Loco-Bores

So… MacLean’s magazine reported last week that the Hamilton Farmer’s Market had plans to oust a number of long-time vendors because they didn’t fit the market’s new image of upscale, focusing on “local” ingredients grown within a 100-mile radius. Regular readers of this site will know just how much utter bullshit I believe the 100-mile diet to be. It’s elitist in its time demands (only people with a lot of money and enough free time to source local ingredients are able to eat this way); it makes huge assumptions about food miles, something that is almost impossible to calculate accurately; and it creates what is essentially a two-tier food system, with those of us with free time and free money being able to congratulate ourselves on helping the poor, downtrodden local farmer, while those with no time and little money having to shop at the oh-so-frowned-upon supermarket.

Andrew Potter, the author of the piece, makes allegations not only of elitism but of xenophobia. This undoubtedly will get people’s hackles up. But in the case of Hamilton, the majority of the long-time vendors given the boot were not white, but Vietnamese, Colombian and Middle Eastern. And when you think of “local” food, when it is featured on menus or touted in magazines or books… it’s pretty much old skool white people food. Sorry, immigrants, you don’t fit our elitist ideal.

Granted, many of the ingredients necessary to make tasty Indian, Persian or Vietnamese food are not grown locally. But is nobody else seeing how we’ve slammed the door shut in the face of our immigrant citizens? Can nobody else see how this might send the message that they’re really not welcome in our special elitist farmers’ market club? Seriously – peruse a “local” farmers’ market – there are no ethnic foods there unless the farmers themselves are from another culture, and those farmers are quite rare. And our “local” food fests and events? Not especially multi-racial in terms of participants or attendees.

Sure, there are programs to train immigrant farmers to run farms in Canada. And work being done to see how crops from other regions do here in Ontario. But as Hamilton demonstrates, it’s going to be a long time before the farmers’ market reflects the cultural mosaic that is our city, or even our country.

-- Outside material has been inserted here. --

PR #4630, opened 2026-08-06
fix(security): sanitize filenames and escape logo path in config

objecttothis:
- Sanitize uploaded filename in Config.php via preg_replace, strip chars outside [a-zA-Z0-9_-] before storing raw_name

Also, since I’m on a rant here… I’m getting reaaaaalllllly tired of all the people who defend local food with some comment about “knowing where my food comes from”. Sure, you can meet your farmer at the market and see that he lives in, say, Delhi, Ontario. And you can find Delhi on a map, or maybe go there on a Sunday afternoon (you should, it’s nice). But do you go visit his farm? Do you check out his barn to see what pesticides he using, or not? Do you go in the summer to see how he treats the seasonal workers he employs to pick his crop? Do you check to see the type of feed he’s giving his animals? Do you know if he drives an energy-efficient truck or does he bring his stuff to market in a gas hog?

Really… what do you know about where your food comes from or how it was grown, just because it’s “local”??

And when are we going to start applying these same elitist rules that we use for food to other things in our lives? Why the special treatment for farmers? Seriously – the person who bores me silly espousing their local food diet while standing there in a pair of jeans made in Vietnam or a t-shirt made in Bangladesh… sorry, your foodie superiority will be superseded by your overwhelming hypocrisy, and I will walk away considering you a douche bag of the highest order.

We desperately need to move the term “local” away from just food. You want to support local? Buy clothes made by local designers. Gifts, crafts, housewares. Cars made in Canada, not Japan… it’s hard isn’t it? Impossible, even. Yet we have two very different sets of rules that allows us to look down our noses on a whole segment of the food and restaurant industry. Not to mention the people who don’t buy into the local food brainwashing.

Local, to me, is about supporting the whole community. Sanko, on Queen West, is a little shop selling food, books and dishes from Japan. It’s a family-run operation. It’s a LOCAL shop, even if their inventory isn’t. The pho joint around the corner from my apartment, also LOCAL. Empanada lady in Kensington – LOCAL. Ethiopian spice shop – LOCAL. I don’t give a shit whether the stuff they sell is imported – they’re a small, LOCAL business, working hard to make a living and be part of the greater community. Sure, I shop at farmers’ markets and support Ontario farmers, but I do it for the community aspect of it, not because it makes my food superior to the imported stuff my neighbours buy at a grocery store.

It shouldn’t ever come down to a decision to put a hard-working (white) farmer above a hard-working Vietnamese shop owner, or a hard-working Colombian empanada maker, as seems to be the case in Hamilton. They all deserve our business – but if those immigrant vendors have seniority then they should retain their spaces, not be pushed out because their products don’t fit the upscale elitist ideal.

I don’t think the xenophobia is intentional. In our great rush to follow the religion of local, it’s probably not even a conscious decision. But if we continue to push aside small, immigrant-run family businesses in favour of some (unachievable, and silly) elitist ideal, then those same people need to shut their pieholes about how wonderfully multi-cultural their city is. My LOCAL includes food from all over the world, because my city includes people from all over the world. Not all of it originates in Ontario… so fucking what?